On-site car washing (or any other type of on-site auto service (YourMechanic
guys should pay attention)) is very low on margins, and competition is tough.
You have to compete with every 13 year old kid who wants to buy a new
playstation game and will wash cars for $5. You will also have to compete with
every other joe who will basically wash a car for a couple of bucks. So
creating a solid customer list is tough.

There are also logistics issues. Getting a group of car washers who are not
complete and total fuckheads is impossible (I'd say its easier to win the
lottery twice). Cherry tried to circumvent that by having sub-contractors,
which in other words means giving some random joe $5 to wash some car.
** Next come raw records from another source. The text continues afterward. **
PR #867, opened 2022-12-02
NxAlert RTL Tests - RSC-1223

rpokorny:
https://issues.sonatype.org/browse/RSC-1223

### DIFF
--- a/lib/src/components/NxAlert/__tests__/NxAlert.test.tsx
+++ b/lib/src/components/NxAlert/__tests__/NxAlert.test.tsx
@@ -111,7 +111,7 @@ describe('NxAlert', function() {
         expect(view.container.firstElementChild).toBe(view.getByRole('alert'));
       });
 
-      it('renders an img with an accessible nameof "Error"', function() {
+      it('renders an img with an accessible name of "Error"', function() {
         expect(quickRender().getByRole('img')).toHaveAccessibleName('Error');
       });
     });
@@ -125,7 +125,7 @@ describe('NxAlert', function() {
         expect(renderEl()).not.toHaveAttribute('role');
       });
 
-      it('renders an img with an accessible nameof "Info"', function() {
+      it('renders an img with an accessible name of "Info"', function() {
         expect(quickRender().getByRole('img')).toHaveAccessibleName('Info');
       });
     });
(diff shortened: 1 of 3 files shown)


lib/src/components/NxAlert/__tests__/NxAlert.test.tsx
```diff
@@ -4,263 +4,158 @@
...
-        component = getNxAlert({ onClose });
+  const minimalProps = {
+        children: 'A message to show in an alert',
+        icon: faBiohazard
+      },
+      quickRender = rtlRender(NxAlert, minimalProps);
 
-    expect(component).toContainMatchingElement(NxCloseButton);
-    expect(onClose).not.toHaveBeenCalled();
+  baseTests(NxAlert, minimalProps);
```
EmilyBermudez88, line 80: does the generic NxAlert need to have tests for role assignment as well, or is it considered sufficient when its tested in all the variations of NxAlert?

They
only provided them with some basic equipment. If you have ever washed a car in
the cold, you know that you need more than a fucking soap sprayer and a
sponge. There is a lot of equipment needed to correctly wash a car in diverse
weather conditions. Sub-contractors did not buy equipment because they were
being paid shit. So, getting good employees is impossible, getting good sub-
contractors is like finding out you have a rich uncle who died and left you
money _and_ that suddenly, every hot celebrity out there is hot for you.

There is also the issue that people dont give a shit about cancelling an
appointment 30 seconds before it is due. That plus rain, shady owners trying
to blame you for "missing stuff", and people who smoke. Its just a shitty
business to be in. The only people who manage to do something in that market
are the professional detailers. Those guys do make some good money, but have
to spend a shitload of time on a single customer, and cannot (in most cases)
reliably duplicate their business in order to have any horizontal growth. The
high end market is also very competitive and customer loyalty is very high. No
Porsche owner will have some unknown detail his baby in order to save $50.

Also, I so called this. This is one of those "investments" that makes you go
"huh?".

Edit:

And here I was feeling bummed about wasting $600 on car washing equipment.
5.25 million bucks! Hell, give me $500k and I'll make Nuuton so awesome that
people will say "Google? What is that?" :)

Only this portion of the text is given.